Task to complete
Across the entries below, work out how many lines contain "header". Please give the number only.
»»
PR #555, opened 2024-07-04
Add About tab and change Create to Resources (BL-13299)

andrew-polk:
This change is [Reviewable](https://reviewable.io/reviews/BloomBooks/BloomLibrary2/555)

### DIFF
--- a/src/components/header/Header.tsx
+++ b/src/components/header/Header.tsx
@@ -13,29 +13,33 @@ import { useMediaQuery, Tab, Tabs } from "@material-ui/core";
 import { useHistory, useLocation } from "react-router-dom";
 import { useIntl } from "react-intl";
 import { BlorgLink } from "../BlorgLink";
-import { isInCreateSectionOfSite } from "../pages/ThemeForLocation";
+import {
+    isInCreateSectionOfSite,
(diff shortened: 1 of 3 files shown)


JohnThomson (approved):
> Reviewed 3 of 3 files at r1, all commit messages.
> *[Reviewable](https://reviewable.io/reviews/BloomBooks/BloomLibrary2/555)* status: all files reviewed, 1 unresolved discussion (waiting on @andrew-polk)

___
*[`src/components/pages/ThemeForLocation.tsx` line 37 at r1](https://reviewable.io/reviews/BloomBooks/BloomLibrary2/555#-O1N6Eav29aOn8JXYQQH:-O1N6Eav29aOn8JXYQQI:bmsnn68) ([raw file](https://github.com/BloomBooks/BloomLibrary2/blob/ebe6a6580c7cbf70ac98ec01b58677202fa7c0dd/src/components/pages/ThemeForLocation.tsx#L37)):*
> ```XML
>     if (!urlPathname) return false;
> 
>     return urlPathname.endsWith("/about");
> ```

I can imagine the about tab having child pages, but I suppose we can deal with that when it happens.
««
»»
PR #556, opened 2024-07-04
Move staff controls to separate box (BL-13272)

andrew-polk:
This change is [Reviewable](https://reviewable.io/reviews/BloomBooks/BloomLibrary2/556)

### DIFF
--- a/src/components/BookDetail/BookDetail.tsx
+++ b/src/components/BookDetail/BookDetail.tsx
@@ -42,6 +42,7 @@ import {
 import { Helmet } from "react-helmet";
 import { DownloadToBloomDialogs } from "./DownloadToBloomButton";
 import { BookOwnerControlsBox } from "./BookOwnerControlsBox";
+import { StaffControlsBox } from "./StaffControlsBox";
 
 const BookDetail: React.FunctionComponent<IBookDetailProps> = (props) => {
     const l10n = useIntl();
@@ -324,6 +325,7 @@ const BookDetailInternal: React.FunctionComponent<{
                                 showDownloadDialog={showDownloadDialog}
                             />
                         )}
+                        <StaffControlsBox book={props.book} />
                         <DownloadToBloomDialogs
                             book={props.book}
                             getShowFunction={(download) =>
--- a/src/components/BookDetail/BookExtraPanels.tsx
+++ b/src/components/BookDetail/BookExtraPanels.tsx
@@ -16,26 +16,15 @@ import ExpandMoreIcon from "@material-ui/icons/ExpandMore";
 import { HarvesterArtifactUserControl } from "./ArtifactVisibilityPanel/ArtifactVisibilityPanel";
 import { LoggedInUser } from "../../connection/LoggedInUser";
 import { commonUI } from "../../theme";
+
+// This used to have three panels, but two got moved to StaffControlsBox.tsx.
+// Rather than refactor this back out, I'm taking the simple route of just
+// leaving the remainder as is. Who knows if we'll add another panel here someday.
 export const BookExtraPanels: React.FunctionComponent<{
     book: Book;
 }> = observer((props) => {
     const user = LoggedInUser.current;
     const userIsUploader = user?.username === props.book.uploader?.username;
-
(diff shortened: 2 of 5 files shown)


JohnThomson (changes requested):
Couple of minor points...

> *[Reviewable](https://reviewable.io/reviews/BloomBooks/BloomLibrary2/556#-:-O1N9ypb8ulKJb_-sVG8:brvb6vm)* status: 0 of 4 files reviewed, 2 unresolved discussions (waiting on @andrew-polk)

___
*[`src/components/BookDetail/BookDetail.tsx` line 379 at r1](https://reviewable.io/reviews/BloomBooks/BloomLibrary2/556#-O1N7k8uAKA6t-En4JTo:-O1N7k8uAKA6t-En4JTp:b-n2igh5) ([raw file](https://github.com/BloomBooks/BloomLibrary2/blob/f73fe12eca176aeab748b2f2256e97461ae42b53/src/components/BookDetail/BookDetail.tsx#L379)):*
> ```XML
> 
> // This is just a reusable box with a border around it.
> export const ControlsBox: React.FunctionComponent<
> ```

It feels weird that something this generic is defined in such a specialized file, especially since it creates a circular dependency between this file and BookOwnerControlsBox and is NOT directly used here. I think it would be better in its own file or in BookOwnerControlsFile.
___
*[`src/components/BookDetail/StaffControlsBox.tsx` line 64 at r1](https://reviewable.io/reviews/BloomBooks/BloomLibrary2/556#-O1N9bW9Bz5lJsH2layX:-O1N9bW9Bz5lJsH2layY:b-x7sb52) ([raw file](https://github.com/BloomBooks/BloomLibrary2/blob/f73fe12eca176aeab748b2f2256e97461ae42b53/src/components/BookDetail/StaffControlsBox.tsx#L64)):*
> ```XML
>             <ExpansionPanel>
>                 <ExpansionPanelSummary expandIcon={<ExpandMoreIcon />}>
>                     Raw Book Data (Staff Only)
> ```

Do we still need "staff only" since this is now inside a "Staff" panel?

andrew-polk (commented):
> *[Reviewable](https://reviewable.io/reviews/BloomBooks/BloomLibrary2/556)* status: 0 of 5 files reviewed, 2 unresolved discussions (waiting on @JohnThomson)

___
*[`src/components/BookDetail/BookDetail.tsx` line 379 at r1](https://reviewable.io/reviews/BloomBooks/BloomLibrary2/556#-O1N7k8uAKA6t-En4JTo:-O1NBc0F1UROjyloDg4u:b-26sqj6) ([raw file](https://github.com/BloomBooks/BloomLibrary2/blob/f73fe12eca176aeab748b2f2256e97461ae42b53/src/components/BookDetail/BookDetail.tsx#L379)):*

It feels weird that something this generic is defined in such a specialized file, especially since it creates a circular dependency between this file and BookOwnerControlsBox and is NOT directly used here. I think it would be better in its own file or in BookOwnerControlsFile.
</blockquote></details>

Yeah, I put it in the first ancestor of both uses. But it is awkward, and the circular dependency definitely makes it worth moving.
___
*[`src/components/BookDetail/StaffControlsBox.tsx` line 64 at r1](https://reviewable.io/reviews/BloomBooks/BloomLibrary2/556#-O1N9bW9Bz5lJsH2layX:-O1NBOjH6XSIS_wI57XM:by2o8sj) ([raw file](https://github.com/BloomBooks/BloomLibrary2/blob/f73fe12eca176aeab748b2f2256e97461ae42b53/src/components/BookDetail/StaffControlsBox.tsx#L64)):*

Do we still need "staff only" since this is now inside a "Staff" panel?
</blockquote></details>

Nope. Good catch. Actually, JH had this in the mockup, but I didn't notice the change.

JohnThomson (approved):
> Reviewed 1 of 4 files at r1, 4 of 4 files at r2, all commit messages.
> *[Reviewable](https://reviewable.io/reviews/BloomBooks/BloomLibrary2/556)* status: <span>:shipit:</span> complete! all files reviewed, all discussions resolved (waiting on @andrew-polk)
««
»»
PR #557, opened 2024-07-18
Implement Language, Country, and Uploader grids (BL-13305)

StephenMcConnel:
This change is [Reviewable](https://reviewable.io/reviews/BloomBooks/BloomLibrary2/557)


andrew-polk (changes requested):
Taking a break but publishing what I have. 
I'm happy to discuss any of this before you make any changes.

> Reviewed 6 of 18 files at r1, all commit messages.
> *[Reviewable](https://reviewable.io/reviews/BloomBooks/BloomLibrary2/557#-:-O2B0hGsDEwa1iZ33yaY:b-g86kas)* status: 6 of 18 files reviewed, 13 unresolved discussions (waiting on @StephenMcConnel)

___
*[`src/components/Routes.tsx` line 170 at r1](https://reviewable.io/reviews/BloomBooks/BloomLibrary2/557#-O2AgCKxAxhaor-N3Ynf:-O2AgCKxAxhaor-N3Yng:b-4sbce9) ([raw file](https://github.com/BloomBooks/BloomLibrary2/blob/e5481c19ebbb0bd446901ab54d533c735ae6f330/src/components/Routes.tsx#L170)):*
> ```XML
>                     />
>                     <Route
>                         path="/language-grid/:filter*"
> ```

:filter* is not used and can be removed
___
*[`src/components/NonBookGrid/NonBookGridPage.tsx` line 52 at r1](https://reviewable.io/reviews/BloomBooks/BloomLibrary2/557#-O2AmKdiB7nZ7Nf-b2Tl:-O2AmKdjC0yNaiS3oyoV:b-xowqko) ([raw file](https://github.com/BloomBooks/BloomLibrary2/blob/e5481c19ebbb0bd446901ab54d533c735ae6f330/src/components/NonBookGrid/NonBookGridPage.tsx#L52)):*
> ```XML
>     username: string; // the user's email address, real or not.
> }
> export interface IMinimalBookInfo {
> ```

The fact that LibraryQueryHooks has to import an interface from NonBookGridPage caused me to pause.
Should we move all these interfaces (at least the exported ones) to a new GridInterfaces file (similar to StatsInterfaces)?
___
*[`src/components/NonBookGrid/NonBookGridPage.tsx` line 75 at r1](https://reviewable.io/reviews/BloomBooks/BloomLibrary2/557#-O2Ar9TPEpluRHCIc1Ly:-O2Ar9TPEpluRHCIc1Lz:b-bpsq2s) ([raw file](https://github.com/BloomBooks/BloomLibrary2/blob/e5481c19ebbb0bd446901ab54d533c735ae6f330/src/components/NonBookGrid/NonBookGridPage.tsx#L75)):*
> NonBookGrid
««
Answer
2